Many large cap stocks are trading near recent highs, have been picked over and now appear to have limited upside. However, lesser-known small-cap stocks are a great place to look for bargains that are worth buying now. There is an increasing amount of merger and acquisition activity, which is often targeting smaller companies. Plus, many smaller companies are still trading at very cheap valuations when compared to larger and highly-followed stocks. Goldman Sachs (NYSE:GS) recently said that investors should be looking at small-cap stocks for upside.

For an example of a small-cap stock that offers great value: Iridium Communications, Inc. (NASDAQ:IRDM) is a satellite phone network that is trading for just over $6 per share.

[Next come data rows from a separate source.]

PR #1305, opened 2020-02-29
chore: Fix integ test module install strategy

MrArnoldPalmer:
Change the way we are installing local versions of jsii modules to
ensure that they are present where they are needed during cdk build. A
conflict of versions was causing packaging to stall out during dotnet
build.

---

### DIFF
--- a/packages/@jsii/integ-test/test/build-cdk.test.ts
+++ b/packages/@jsii/integ-test/test/build-cdk.test.ts
@@ -1,6 +1,6 @@
 import * as Octokit from '@octokit/rest';
 import * as dotenv from 'dotenv';
-import { mkdtemp, remove } from 'fs-extra';
+import { readdir, mkdtemp, remove } from 'fs-extra';
 import * as path from 'path';
 import { downloadReleaseAsset, minutes, ProcessManager, extractFileStream } from '../utils';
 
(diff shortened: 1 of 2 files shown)


MrArnoldPalmer:
I'm not quite sure why building specific modules in the order we were before and passing in the jsii executable locations was causing this. I think that there was a problem between the workspace global dependencies (jsii-rosetta) and the workspace local dependencies in cdk-build (jsii(?-pacmak)). This way we don't have to know so much about the modules in CDK and just install local versions into cdk-build and the global workspace then run `build` + `pack`.

packages/@jsii/integ-test/test/build-cdk.test.ts
```diff
@@ -44,45 +44,22 @@ describe('Build CDK', () => {
...
-    await processes.spawn('./pack.sh', [], {
-      cwd: srcDir,
-      env: {
-        PACMAK: path.join(JSII_PACMAK_DIR, 'bin', 'jsii-pacmak'),
-        ROSETTA: path.join(JSII_ROSETTA_DIR, 'bin', 'jsii-rosetta')
-      }
+    // package modules with pacmak
+    await processes.spawn('yarn', ['pack'], {
+      cwd: srcDir
     });
```
nija-at: Should we sanity check that the generated pack(s) contain some basic set of artifacts? To prevent this test from succeeding but not actually doing anything.

MrArnoldPalmer: good call out, I will add a step to verify the presence of the various language target directories in `srcDir/dist`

Analysts estimates are at 92 cents for 2013 and $1.20 for 2014. That puts the price to earnings ratio at just about 6 times earnings, which is way below the market average. Plus, it is trading well below book value, which is $11.46 per share. Iridium could be a takeover target according to fund manager, Harry Rady of Rady Asset Management. Potential suitors for Iridium could include a tech, defense or telecom firm or possibly even a private equity company.

I would avoid stocks like General Electric (NYSE:GE), which has a significant amount of global and industrial exposure. With Europe still in a "rolling" crisis, it is hard to imagine that orders will be strong from that region. Also, with the Euro weakening, it could make GE products less competitive for European buyers, and also lead to negative currency translations. GE could also see weak demand from China and Asia in general, especially since Caterpillar (NYSE:CAT) recently reported a whopping Asia-Pacific sales drop of 26% in February.

As some analysts and investors have noted, Caterpillar and General Electric shares have been diverging from the major market indexes, and that could be another sign that stocks are poised for a healthy correction. Bottom line, I would not go into the bunker, but I would be cautious, raise some cash, and prepare a shopping list for an eventual correction and the better buying opportunities that will come with a pullback.

Data is sourced from Yahoo Finance. No guarantees or representations are made. Please consult a financial advisor before making investments.